Note: Requires .NET 3.5 SP1 to run and multi-touch enabled hardware, or use Multi-touch Vista to simulate multi-touch.
Contents
One of the newly introduced features in Windows 7 is Touch API. It allows a developer to go beyond mouse and keyboard. Now, the application can interact with the user with touch. The Touch API supports rich gestures like zoom, pan, and rotate (predefined). Multi-touch APIs provides raw touch data inputs and advance manipulations to objects including inertia (a physics model that helps define real life operations, attributes, and actions like speed, velocity, acceleration, retardation, and weight).
Touch Gestures is an application developed with Windows 7 Multi-touch APIs which provides support for simple gesture recognition in a WPF application.

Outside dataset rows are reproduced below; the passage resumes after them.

PR #710, opened 2024-07-29
Add i18 beamline file

stan-dot:
Fixes #709 

### Instructions to reviewer on how to test:
1. `dodal connect i181
2. Confirm thing all the listed devices connect

### Checks for reviewer
- [ ] Would the PR title make sense to a scientist on a set of release notes
- [ ] If a new device has been added does it follow the [standards](https://github.com/DiamondLightSource/dodal/wiki/Device-Standards)
- [ ] If changing the API for a pre-existing device, ensure that any beamlines using this device have updated their Bluesky plans accordingly
- [ ] Have the connection tests for the relevant beamline(s) been run via `dodal connect ${BEAMLINE}`

PR #721, opened 2024-07-31
706 make undulator gap writeable i18

### LINKED ISSUE #706: Make Undulator gap writeable - i18
This is for beamline alignment lookup tables at i18
https://github.com/DiamondLightSource/i18-bluesky/issues/12

At the moment it only implements the StandardReadable interface

## Acceptance Criteria
* can be run in a plan

stan-dot:
Fixes #706

needed for i18 #710 and https://github.com/DiamondLightSource/i18-bluesky/issues/4

1. run the undulator_dcm routine for lookup table update
2. Confirm nothing breaks happens

### Checks for reviewer

### DIFF
--- a/src/dodal/beamlines/i04.py
+++ b/src/dodal/beamlines/i04.py
@@ -308,7 +308,7 @@ def undulator(
         wait_for_connection,
         fake_with_ophyd_sim,
         bl_prefix=False,
-        id_gap_lookup_table_path="/dls_sw/i03/software/daq_configuration/lookup/BeamLine_Undulator_toGap.txt",
+        id_gap_lookup_table_path="/dls_sw/i04/software/gda/config/lookupTables/BeamLine_Undulator_toGap.txt",
     )
 
 
--- a/src/dodal/beamlines/i04.py
+++ b/src/dodal/beamlines/i04.py
@@ -308,6 +308,7 @@ def undulator(
         wait_for_connection,
         fake_with_ophyd_sim,
         bl_prefix=False,
+        id_gap_lookup_table_path="/dls_sw/i03/software/daq_configuration/lookup/BeamLine_Undulator_toGap.txt",
     )
 
 
--- a/src/dodal/beamlines/i22.py
+++ b/src/dodal/beamlines/i22.py
@@ -199,6 +199,7 @@ def undulator(
         bl_prefix=False,
         poles=80,
         length=2.0,
+        id_gap_lookup_table_path="/dls_sw/i22/software/daq_configuration/lookup/BeamLine_Undulator_toGap.txt",
     )
 
 
--- a/src/dodal/devices/undulator.py
+++ b/src/dodal/devices/undulator.py
@@ -106,9 +106,7 @@ class Undulator(StandardReadable, Movable):
         Args:
             value: energy in keV
         """
-        await asyncio.gather(
-            self._set_undulator_gap(value),
-        )
+        await self._set_undulator_gap(value)
 
     async def _set_undulator_gap(self, energy_kev: float) -> None:
         access_level = await self.gap_access.get_value()
--- a/src/dodal/devices/undulator.py
+++ b/src/dodal/devices/undulator.py
@@ -100,7 +100,7 @@ class Undulator(StandardReadable, Movable):
     @AsyncStatus.wrap
     async def set(self, value: float):
         """
-        set the undulator gap to a given ENERGY
+        Set the undulator gap to a given energy in keV
 
         Args:
             value: energy in keV
@@ -114,22 +114,22 @@ class Undulator(StandardReadable, Movable):
         if access_level is UndulatorGapAccess.DISABLED and not TEST_MODE:
             raise AccessError("Undulator gap access is disabled. Contact Control Room")
         LOGGER.info(f"Setting undulator gap to {energy_kev:.2f} kev")
-        gap_to_match_dcm_energy = await self._gap_to_match_dcm_energy(energy_kev)
+        target_gap = await self._get_gap_to_match_energy(energy_kev)
 
         # Check if undulator gap is close enough to the value from the DCM
         current_gap = await self.current_gap.get_value()
         tolerance = await self.gap_discrepancy_tolerance_mm.get_value()
-        difference = abs(gap_to_match_dcm_energy - current_gap)
+        difference = abs(target_gap - current_gap)
         if difference > tolerance:
             LOGGER.info(
                 f"Undulator gap mismatch. {difference:.3f}mm is outside tolerance.\
-                Moving gap to nominal value, {gap_to_match_dcm_energy:.3f}mm"
+                Moving gap to nominal value, {target_gap:.3f}mm"
             )
             if not TEST_MODE:
                 # Only move if the gap is sufficiently different to the value from the
                 # DCM lookup table AND we're not in TEST_MODE
                 await self.gap_motor.set(
-                    gap_to_match_dcm_energy,
+                    target_gap,
                     timeout=STATUS_TIMEOUT_S,
                 )
             else:
@@ -140,8 +140,11 @@ class Undulator(StandardReadable, Movable):
                 f"{energy_kev}, no need to ask it to move"
             )
 
-    async def _gap_to_match_dcm_energy(self, energy_kev: float) -> float:
-        # from lookup table a get a 2d np.array converting energies to undulator gap distance
+    async def _get_gap_to_match_energy(self, energy_kev: float) -> float:
+        """
+        get a 2d np.array from lookup table that
+        converts energies to undulator gap distance
+        """
         energy_to_distance_table: np.ndarray = await energy_distance_table(
             self.id_gap_lookup_table_path
         )
--- a/src/dodal/devices/undulator.py
+++ b/src/dodal/devices/undulator.py
@@ -93,9 +93,15 @@ class Undulator(StandardReadable, Movable):
         super().__init__(name)
 
     @AsyncStatus.wrap
-    async def set(self, energy_value_kev: float):
+    async def set(self, value: float):
+        """
+        set the undulator gap to a given ENERGY
+
+        Args:
+            value: energy in keV
+        """
         await asyncio.gather(
-            self._set_undulator_gap(energy_value_kev),
+            self._set_undulator_gap(value),
         )
 
     async def _set_undulator_gap(self, energy_kev: float) -> None:
--- a/src/dodal/devices/undulator.py
+++ b/src/dodal/devices/undulator.py
@@ -93,13 +93,13 @@ class Undulator(StandardReadable, Movable):
         super().__init__(name)
 
     @AsyncStatus.wrap
-    async def set(self, value: float):
+    async def set(self, energy_value_kev: float):
         await asyncio.gather(
-            self._set_undulator_gap(value),
+            self._set_undulator_gap(energy_value_kev),
         )
 
     async def _set_undulator_gap(self, energy_kev: float) -> None:
-        LOGGER.info(f"Setting DCM energy to {energy_kev:.2f} kev")
+        LOGGER.info(f"Setting undulator gap to {energy_kev:.2f} kev")
         gap_to_match_dcm_energy = await self._gap_to_match_dcm_energy(energy_kev)
 
         # Check if undulator gap is close enough to the value from the DCM
--- a/src/dodal/devices/undulator.py
+++ b/src/dodal/devices/undulator.py
@@ -25,6 +25,8 @@ class AccessError(Exception):
 
 # Enable to allow testing when the beamline is down, do not change in production!
 TEST_MODE = False
+# will be made more generic in https://github.com/DiamondLightSource/dodal/issues/754
+
 
 # The acceptable difference, in mm, between the undulator gap and the DCM
 # energy, when the latter is converted to mm using lookup tables
--- a/src/dodal/devices/undulator.py
+++ b/src/dodal/devices/undulator.py
@@ -1,12 +1,30 @@
+import asyncio
 from enum import Enum
 
-from ophyd_async.core import ConfigSignal, StandardReadable, soft_signal_r_and_setter
+import numpy as np
+from bluesky.protocols import Movable
+from numpy import argmin, ndarray
+from ophyd_async.core import (
+    AsyncStatus,
+    ConfigSignal,
+    StandardReadable,
+    soft_signal_r_and_setter,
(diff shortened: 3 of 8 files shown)


DiamondJoseph:
needs to be added to all of the undulator device instantiations

src/dodal/beamlines/i04.py
```diff
@@ -303,6 +303,7 @@ def undulator(
         wait_for_connection,
         fake_with_ophyd_sim,
         bl_prefix=False,
+        id_gap_lookup_table_path="/dls_sw/i03/software/daq_configuration/lookup/BeamLine_Undulator_toGap.txt",
```
stan-dot, line 306: @DominicOram I added the path from i03 as I don't see the undulator_dcm at i04.

if dcm is not present at i04 this parameter kind of does not make sense, we could make the lookup table path optional and then not allow for the method to update it proceed if the object does not have that path property

tests/devices/unit_tests/test_undulator_dcm.py
```diff
@@ -10,11 +10,14 @@
 )
 
 from dodal.devices.dcm import DCM
-from dodal.devices.undulator import Undulator, UndulatorGapAccess
+from dodal.devices.undulator import (
+    Undulator,
+    UndulatorGapAccess,
+    _get_closest_gap_for_energy,
+)
```
DominicOram, line 17: Should: I don't think it makes sense for the `test_undulator_dcm.py` to be testing the `undulator` itself. This logic should be tested in `test_undulator.py`

src/dodal/devices/undulator_dcm.py
```diff
@@ -78,7 +63,7 @@ def __init__(
     async def set(self, value: float):
         await asyncio.gather(
             self._set_dcm_energy(value),
-            self._set_undulator_gap_if_required(value),
+            self.undulator._set_undulator_gap(value),
```
DominicOram, line 66: Should: This should use the `set` in the undulator rather than private methods.

src/dodal/devices/undulator.py
```diff
@@ -63,3 +90,49 @@ def __init__(
...
         super().__init__(name)
+
+    @AsyncStatus.wrap
+    async def set(self, value: float):
+        await asyncio.gather(
+            self._set_undulator_gap(value),
+        )
+
+    async def _set_undulator_gap(self, energy_kev: float) -> None:
+        LOGGER.info(f"Setting DCM energy to {energy_kev:.2f} kev")
```
DominicOram, line 101: Should: This is now decoupled from the DCM, we shouldn't be mentioning it in the logs/comments as it will cause confusion

src/dodal/devices/undulator.py
```diff
@@ -63,3 +90,49 @@ def __init__(
                 self.length = None
 
         super().__init__(name)
+
+    @AsyncStatus.wrap
+    async def set(self, value: float):
```
DominicOram, line 95: Should: This needs a docstring to make it clear you are setting energy and in what units, otherwise people may think you should be setting a gap here

src/dodal/beamlines/i04.py
DominicOram: The correct location is `/dls_sw/i04/software/gda/config/lookupTables/BeamLine_Undulator_toGap.txt`

DominicOram (changes requested):
The undulator is used in `i04_1`, `i22` and `p38` so we would need to add lookup paths there too.

The undulator was originally like this but @callumforrester changed it at https://github.com/DiamondLightSource/dodal/pull/461#discussion_r1578191446 to "make the read-only case simpler". Do we still have a requirement for this to be read-only in some cases? Is this to do `Adjust undulator gap to using current lookup table for initial Bragg angle` in https://github.com/DiamondLightSource/i18-bluesky/issues/12#issuecomment-2242684375? In which case you could leave it in the `undulator_dcm` and just set the undulator_dcm device to the current energy and it should correct the undulator with the correct gap?

src/dodal/beamlines/i04.py
stan-dot: applied

tests/devices/unit_tests/test_undulator_dcm.py
stan-dot: done

stan-dot:
>              raise AccessError("Undulator gap access is disabled. Contact Control Room")

that is the not covered line

src/dodal/devices/undulator.py
```diff
@@ -23,6 +53,7 @@ class Undulator(StandardReadable):
     def __init__(
         self,
         prefix: str,
+        id_gap_lookup_table_path: str,
```
DiamondJoseph, line 56: i22 undulator still doesn't have this required constructor arg

DominicOram:
> @DominicOram perhaps you see something I don't about the behavior of the device here?

Odd, I agree it looks like it's tested. I think it's fine to not worry about it. You're still at high coverage

src/dodal/devices/undulator.py
```diff
@@ -63,3 +95,58 @@ def __init__(
                 self.length = None
 
         super().__init__(name)
+
+    @AsyncStatus.wrap
+    async def set(self, value: float):
+        """
+        set the undulator gap to a given ENERGY
```
DominicOram, line 102: Nit: 
```suggestion
        Set the undulator gap to a given energy in keV.
```

src/dodal/devices/undulator.py
```diff
@@ -63,3 +95,58 @@ def __init__(
...
+                )
+            else:
+                LOGGER.debug("In test mode, not moving ID gap")
+        else:
+            LOGGER.debug(
+                "Gap is already in the correct place for the new energy value "
+                f"{energy_kev}, no need to ask it to move"
+            )
+
+    async def _gap_to_match_dcm_energy(self, energy_kev: float) -> float:
```
DominicOram, line 142: Should: As before, why are we referencing the `DCM` at all now? We wanted to decouple them and this can now run happily even if there is no DCM

src/dodal/devices/undulator.py
```diff
@@ -63,3 +95,58 @@ def __init__(
...
+        # from lookup table a get a 2d np.array converting energies to undulator gap distance
```
DominicOram, line 143: Nit:
```suggestion
        # get a 2d np.array from the lookup table that converts energies to undulator gap distance
```

tests/devices/unit_tests/test_undulator.py
```diff
@@ -95,6 +108,27 @@ async def test_length_not_propagated_if_not_supplied():
...
             name="undulator",
             poles=80,
+            id_gap_lookup_table_path=ID_GAP_LOOKUP_TABLE_PATH,
         )
     assert undulator.length is None
     assert "undulator-length" not in (await undulator.read_configuration())
+
+
+@pytest.mark.parametrize(
+    "dcm_energy, expected_output", [(5730, 5.4606), (7200, 6.045), (9000, 6.404)]
```
DominicOram, line 118: Nit: This isn't `DCM` energy, it's just energy

tests/devices/unit_tests/test_undulator.py
```diff
@@ -95,6 +108,27 @@ async def test_length_not_propagated_if_not_supplied():
...
+        == expected_output
+    )
+
+
+async def test_when_gap_access_is_disabled_set_energy_then_error_is_raised(
+    undulator,
+):
+    set_mock_value(undulator.gap_access, UndulatorGapAccess.DISABLED)
+    with pytest.raises(AccessError):
+        # AccessError("Undulator gap access is disabled. Contact Control Room")
```
DominicOram, line 133: Nit: What does this comment give us?

DominicOram (approved):
Great, thanks. Minor points, mostly take them or leave them other than @DiamondJoseph's point that `i22`/`p38` still need a lookup table

DominicOram (changes requested):
Sorry, meant request changes based on the i22 issue

src/dodal/devices/undulator.py
stan-dot: fixed

tests/devices/unit_tests/test_undulator.py
stan-dot: I left it temporarily for reference to show when the test wasn't passing. it passes now, so I deleted it

tests/devices/unit_tests/test_undulator.py
stan-dot: ok

src/dodal/devices/undulator.py
stan-dot: done

src/dodal/devices/undulator.py
stan-dot: done

src/dodal/devices/undulator.py
stan-dot: done

.github/workflows/ci.yml
```diff
@@ -21,7 +21,7 @@ jobs:
     strategy:
       matrix:
         runs-on: ["ubuntu-latest"] # can add windows-latest, macos-latest
-        python-version: ["3.10", "3.11"]
+        python-version: ["3.10", "3.11"] # add 3.12 when p4p #145 is fixed
```
DiamondJoseph, line 24: Already being tracked by an issue, let's keep this neat

src/dodal/beamlines/i22.py
```diff
@@ -198,6 +198,7 @@ def undulator(
         bl_prefix=False,
         poles=80,
         length=2.0,
+        id_gap_lookup_table_path="/dls_sw/i22/software/daq_configuration/lookup/BeamLine_Undulator_toGap.txt",
```
DiamondJoseph, line 201: Are all these files in the same format?

DiamondJoseph: As in both file extension and internal format

DiamondJoseph: This will require making blueapi mount at least `/dls_sw/i22/software/daq_configuration/lookup/` or move that file into a Kubernetes ConfigMap and mounting it- how complex is the file and how often is it changing?

src/dodal/devices/undulator.py
```diff
@@ -1,20 +1,50 @@
...
+
+from .util.lookup_tables import energy_distance_table
+
+
+class AccessError(Exception):
+    pass
+
+
+# Enable to allow testing when the beamline is down, do not change in production!
+TEST_MODE = False
```
DiamondJoseph, line 26: Can we define 2 different implementations of MovableUndulator and switch between them in the dodal module, rather than having this global and the branching behaviour within this class' set method? I think it's clearer what the intention is.

How does TEST_MODE differ from backing everything with simulated signals? TEST_MODE isn't mentioned on the linked tickets, what're the requirements and where are they defined?

src/dodal/devices/undulator.py
```diff
@@ -1,20 +1,50 @@
...
-class Undulator(StandardReadable):
+def _get_closest_gap_for_energy(
+    dcm_energy_ev: float, energy_to_distance_table: ndarray
+) -> float:
+    table = energy_to_distance_table.transpose()
+    idx = argmin(np.abs(table[0] - dcm_energy_ev))
+    return table[1][idx]
+
+
+class Undulator(StandardReadable, Movable):
```
DiamondJoseph, line 47: Does i18 not have a DCM and that's why we can't use the UndulatorDCM? I don't know the context

DiamondJoseph (changes requested):

src/dodal/devices/undulator.py
stan-dot: I just copied the TEST_MODE over from the dcm_undulator. I don't have the historical knowledge how it came to be

src/dodal/devices/undulator.py
stan-dot: the context is that undulatordcm is moved as a set in i04 etc but at i18 they are moved independently when doing alignment

src/dodal/beamlines/i22.py
stan-dot: the one for i22 is empty. the one for i03 was made using harmonics 3 5 7 and the date indicated inside is 2022

src/dodal/devices/undulator.py
stan-dot: @DominicOram  is it ok to keep this TEST_MODE like that in the undulator.py?

.github/workflows/ci.yml
stan-dot: I think this got here because of rebase was not possible directly, so I did some merge?

src/dodal/devices/undulator.py
DominicOram: https://github.com/DiamondLightSource/dodal/issues/754 describes the usecase and tracks fixing it more nicely. Can we just leave the code as it is, with a link to this issue?

stan-dot: splendid, keeping as-is

src/dodal/beamlines/i22.py
stan-dot: I think the Undulator device won't be used in bluesky anytime soon. I am not familiar with how alignment works there at the moment, and in the near/mid term future it will use the new redis based lookup tables. 

for this PR I suggest we just leave it as-is, I can watch at i22 when could we change this.

@DiamondJoseph can we resolve this thread?

src/dodal/devices/undulator.py
DiamondJoseph: Can we then get a link to the github issue as part of the comment @stan-dot?

stan-dot: ah right, I forgot

stan-dot: solved now

DominicOram (approved):
Thanks, one minor change, otherwise looks good.

src/dodal/devices/undulator.py
```diff
@@ -63,3 +98,61 @@ def __init__(
...
+    async def set(self, value: float):
+        """
+        Set the undulator gap to a given energy in keV
+
+        Args:
+            value: energy in keV
+        """
+        await asyncio.gather(
+            self._set_undulator_gap(value),
+        )
```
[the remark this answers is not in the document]
stan-dot: must have been by mistake, just fixed this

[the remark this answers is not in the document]
DominicOram: Great, thanks, feel free to merge then

PR #725, opened 2024-08-06
Changes to zocalo interaction to enable containerisation

rtuck99:
Removes dependency on the system hostname from zocalo so that we can be run in a container

See DiamondLightSource/hyperion#1511

### Checks for reviewer


dperl-dls (approved):
lgtm

PR #726, opened 2024-08-06
convert det motion to ophyd-async

### LINKED ISSUE #692: Convert to ophyd-async: detector_motion

dperl-dls:
Fixes #692

1. Run tests and beamline connect scripts

### Checks for reviewer


src/dodal/devices/detector/detector_motion.py
```diff
@@ -10,28 +13,34 @@ class ShutterState(IntEnum):
...
+        )  # on limit = 1, off = 0
+        self.z_disabled = epics_signal_r(
+            float, f"{prefix}{device_prefix}Z:DISABLED"
+        )  # robot interlock, 0=ok to move, 1=blocked
+        self.crate_power = epics_signal_r(
+            float, f"{prefix}{device_prefix}CRATE2_HEALTHY"
+        )  # returns 0 if no power
+        self.in_robot_load_safe_position = epics_signal_r(
+            float, f"{prefix}{device_prefix}GPIO_INP_BITS.B2"
+        )  # returns 1 if safe
```
DominicOram, line 44: Must: These are actually PVs on the `pmac` and so `dodal connect i03` is failing

DominicOram, line 44: Could: It's annoying these are `ai` records and not `bi`/`mbbi` records so we can actually write enums against them. Would be good to raise a (low priority) ticket in controls to get them cleaned up but also we don't currently use them really so I'm not that fussed

src/dodal/devices/detector/detector_motion.py
```diff
@@ -10,28 +13,34 @@ class ShutterState(IntEnum):
...
+        self.downstream_x = Motor(f"{prefix}{device_prefix}DOWNSTREAMX")
+        self.x = Motor(f"{prefix}{device_prefix}X")
+        self.y = Motor(f"{prefix}{device_prefix}Y")
+        self.z = Motor(f"{prefix}{device_prefix}Z")
+        self.yaw = Motor(f"{prefix}{device_prefix}YAW")
+        self.shutter = Motor(f"{prefix}{device_prefix}SET_SHUTTER_STATE")
+
+        self.shutter = epics_signal_rw(
+            float, "-MO-DET-01:SET_SHUTTER_STATE"
+        )  # 0=closed, 1=open monitors
```
DominicOram, line 28: Must: I think you're right with the second one, it's a `bo`, not a motor. This also means we should be using an enum to read/set it.

src/dodal/devices/detector/detector_motion.py
```diff
@@ -1,7 +1,10 @@
 from enum import IntEnum
 
-from ophyd import Component as Cpt
-from ophyd import Device, EpicsMotor, EpicsSignal, EpicsSignalRO
+# from ophyd import Component as Cpt
+# from ophyd import Device, EpicsMotor, EpicsSignal, EpicsSignalRO
```
DominicOram, line 4: Should: Remove commented out code

DominicOram (changes requested):
Thanks, not sure if this was actually ready for review but saw it in the list so have put some bits on it.

DominicOram (approved):
Thanks. Unfortunately we're still needing support 3.10 until next year (https://numpy.org/neps/nep-0029-deprecation_policy.html) so had to remove the `StrEnum`. Otherwise all good.

PR #733, opened 2024-08-07
Mx bluesky 135 stream to murko

DominicOram:
Fixes https://github.com/DiamondLightSource/mx_bluesky/issues/135

1. Compare against docs in mx_bluesky and confirm behavior makes sense
2. Confirm unit tests pass

### Checks for reviewer


dperl-dls (approved):
This seems fine for now. It could easily be a lot more generic if e.g. the stream url was configurable, and I wonder if the performance will always be good enough, but I think those are questions for later

DominicOram:
> the stream url was configurable, 

Not sure what you mean here the URL is taken from the OAV. Do you mean make it generic to work with any given URL, even if it doesn't come from an OAV?

> and I wonder if the performance will always be good enough, but I think those are questions for later

Yh, I've done no performance testing. Works for this use case though

PR #742, opened 2024-08-12
(DiamondLightSource/hyperion#1517) Fix panda subdirectory not created

rtuck99:
Fixes part of DiamondLightSource/hyperion#1517

The 'PandASubdirectoryProvider' now allows the filename suffix to be specified, and it also ensures the 'panda' subdirectory is created.

See also DiamondLightSource/hyperion#1520

### Checks for reviewer

### DIFF
--- a/src/dodal/common/udc_directory_provider.py
+++ b/src/dodal/common/udc_directory_provider.py
@@ -8,7 +8,7 @@ from dodal.log import LOGGER
 
 class PandASubdirectoryProvider(UpdatingDirectoryProvider):
     """Directory provider for the HDFPanda. Points to a panda subdirectory within the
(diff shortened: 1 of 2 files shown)


src/dodal/common/udc_directory_provider.py
```diff
@@ -8,7 +8,7 @@
 
 class PandASubdirectoryProvider(UpdatingDirectoryProvider):
     """Directory provider for the HDFPanda. Points to a panda subdirectory within the
-    directory path provided, which must exist before attempting to arm the PCAP block"""
```
olliesilvester, line 11: Isn't this still true?

olliesilvester (approved):
Great! Thanks

PR #749, opened 2024-08-15
Fix exception calling getpass() when inside container

rtuck99:
The previous fix #725 did not work because getpass() was still called and failed; this ensures it is not called unless necessary.

### Checks for reviewer

### DIFF
--- a/src/dodal/devices/zocalo/zocalo_interaction.py
+++ b/src/dodal/devices/zocalo/zocalo_interaction.py
@@ -39,7 +39,12 @@ class ZocaloStartInfo:
 
 
 def _get_zocalo_headers() -> tuple[str, str]:
-    user = os.environ.get("ZOCALO_GO_USER", getpass.getuser())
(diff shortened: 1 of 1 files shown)


src/dodal/utils.py
```diff
@@ -249,9 +249,9 @@ def collect_factories(
         if (
             callable(var)
             and is_any_device_factory(var)
-            and (include_skipped or not _is_device_skipped(var))
+            and (include_skipped or not _is_device_skipped(var))  # type: ignore
         ):
-            factories[var.__name__] = var
+            factories[var.__name__] = var  # type: ignore
```
DominicOram, line 254: Should: Thanks for fixing this but I think https://github.com/DiamondLightSource/dodal/pull/783 is the better fix, could you review and merge that in and revert this?

DominicOram (changes requested):
Great, thanks, one comment

DominicOram (approved):
Great, thank you!

PR #755, opened 2024-08-20
ApertureScatterguard now set using a well defined enum

### LINKED ISSUE #740: Clean up aperture scatterguard interface
The interface for the aperture scatterguard is currently very confusing as we have to build up `AperturePositions` from a file and so it looks like you may expect it to be an enum but it's not. This means that you always need to use the `AperturePositions` object owned by the `ApertureScatterguard` object (which may be `None`).

e.g. To currently set the position you need to do:
```python
    assert composite.aperture_scatterguard.aperture_positions is not None
    yield from bps.abs_set(
        composite.aperture_scatterguard,
        composite.aperture_scatterguard.aperture_positions.ROBOT_LOAD,
        group=OAV_SNAPSHOT_SETUP_GROUP,
    )
```

It would be cleaner to have a common enum that we don't need to initialise e.g.
```python
    yield from bps.abs_set(
        composite.aperture_scatterguard,
        AperturePositions.ROBOT_LOAD,
        group=OAV_SNAPSHOT_SETUP_GROUP,
    )
```

The `ApertureScatterguard` would then internally map this to a position. This more closely matches what we have for other devices and will lead to less potential error.

## Acceptance Criteria
* The changes above are made

DominicOram:
Fixes #740

1. Confirm interface to `ApertureScatterguard` is cleaner
1. Confirm tests still pass

### Checks for reviewer

### DIFF
--- a/src/dodal/beamlines/i03.py
+++ b/src/dodal/beamlines/i03.py
@@ -1,5 +1,6 @@
 from ophyd_async.panda import HDFPanda
 
+from dodal.common.beamlines.beamline_parameters import get_beamline_parameters
 from dodal.common.beamlines.beamline_utils import (
     device_instantiation,
     get_directory_provider,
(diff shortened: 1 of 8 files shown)


dperl-dls (changes requested):
See comment on the other PR, otherwise looks good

It can recognize basic gestures like left, right, up, and down; also, it provides support for some compound gestures made up of the basic gestures like Left then Right, Left then Down, and so on. The application uses a slight variation of the approach used in the Adding Mouse Gesture Support to .NET Windows Applications article.
The application contains five classes and one enumeration, which are:
- Classes
App
: This class is the entry point of the application. We create an instance of MainWindow
and run it. We also catch all unhandled exceptions at domain level in this class. If any exception occurs which is not handled by try
/catch
blocks, then we catch the exception here.
MainWindow
: This class serves as the UI of the application. It displays all supported gestures as images on a canvas. When a gesture is recognized by the application, a boundary painted with a random color is shown around the gesture image (as shown in the screenshot above). The boundary disappears after a pre-defined interval.
GestureTracker
: This class keeps a record of a particular gesture. It is simply done by keeping a list of all the points which the gesture travelled. This class also handles highlighting the recognized gesture image by showing a boundary around it. For this purpose, it uses a DispatcherTimer
object. After the pre-defined interval, the timer stops and the rectangle disappears.
GestureTrackerManager
: This class keeps a record of all touch gestures. If a user is creating multiple touch gestures by using multiple fingers (if supported by hardware device), then this class keeps a record of all touch gestures by storing them in a dictionary with the touch ID as a key. This class also checks if a particular touch ID is already tracked or not.
GestureInterpreter
: This class is a utility/helper class that helps in identifying a gesture. This class can identify both basic and compound gestures, provided there is a list of all the points that the gesture moved through.
- Enumerations
TouchGestureType
: This enum provides the name of all the directions for both simple and compound gestures. For basic ones, the names are obvious: Left, Right, Up, and Down. For compound gestures, the names are like LeftDown, which implies that the gesture first moves left and then moves downwards.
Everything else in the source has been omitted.